Resizing and Moving Charts

  1. To resize a chart, click on its blank area. Then move to a corner handle so you get a black, double-headed arrow.
  2. Hold down Shift as you click and drag the chart bigger or smaller.
  3. To move a chart, click and drag on the chart itself.

 

Formatting Charts

  1. Open the Formatting Charts toolbar (through the View menu to Toolbars).
  2. Right click on the feature of the chart you want to change. Choose Format _____. Then use the dialog box to make it the way you want.
  3. Click OK when you’re finished.

 

Note: Click on Angle Text Downward or Upward buttons to slant the text.

Note 2: Use the Hide/Show buttons to hide or show the legend or the data table.

Modifying Charts

You can change chart type, size, location, and data after you’ve made a chart.

 

To change the type of chart, dlick on the chart. Then click on the drop-down arrow next to the Chart Type button. You’ll see the Chart Type palette. Choose the column chart option.

 

To move the Legend: Right click on the legend. Click on Format Legend. Click on Placement. Choose. Click OK.

 

Editing Chart Data

This is easy! If you data changes in your table, the chart automatically changes. Try it.

 

Placing and Modifying Data Tables in Charts

A data table is a table that is placed within a chart and includes only the data used in the chart.

  1. Click in the chart’s blank area.
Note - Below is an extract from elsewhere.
Issue #1061, opened 2020-04-23
YoloV3 Custom Feature Scale Detection is Incorrect


jnazaren:
The detection of a feature map's width and height seems to be backwards here: https://github.com/opencv/open_model_zoo/blob/2020.2/tools/accuracy_checker/accuracy_checker/adapters/yolo.py#L277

Then click on the data table button. You get a data table that’s too big!
  2. Right click on the data table. Choose a smaller font. Click OK.
  3. Click on the Hide Legend button to remove the legend from the chart.

 

Printing a Chart

To print a chart without other worksheet data, click on the chart. Print Preview the chart. Click Print.

 

To print a chart with the other data, click on the print preview button. Click on Setup. Click on landscape in the Orientation section and Fit to in the Scaling section. Then click on OK. Click on Print. Click OK.

 

 

Class 5

Homework

Part One

  1. Use the “Excel Exam Grades” table from Homework 4.
  2. If you haven’t done it already, format all the cells with numbers in them to be in the Number style with no decimal places.
  3. Use Functions to fill in the Maximum, Minimum, and Average for each test and for the overall Averages.
  4. Make a column chart of all the student grades. Format it anyway you want.

Hint: Select B3 through E13 before you click on the Chart Wizard button.

 

Which student(s) improved throughout the class? ____________________________

 

Which student got the highest test score? ___________________________________

 

Which student got the lowest test score? ____________________________________

 

Part Two

Add a chart to your budget. An especially useful chart for a budget may be a pie chart, so you can see what you spend the most money on.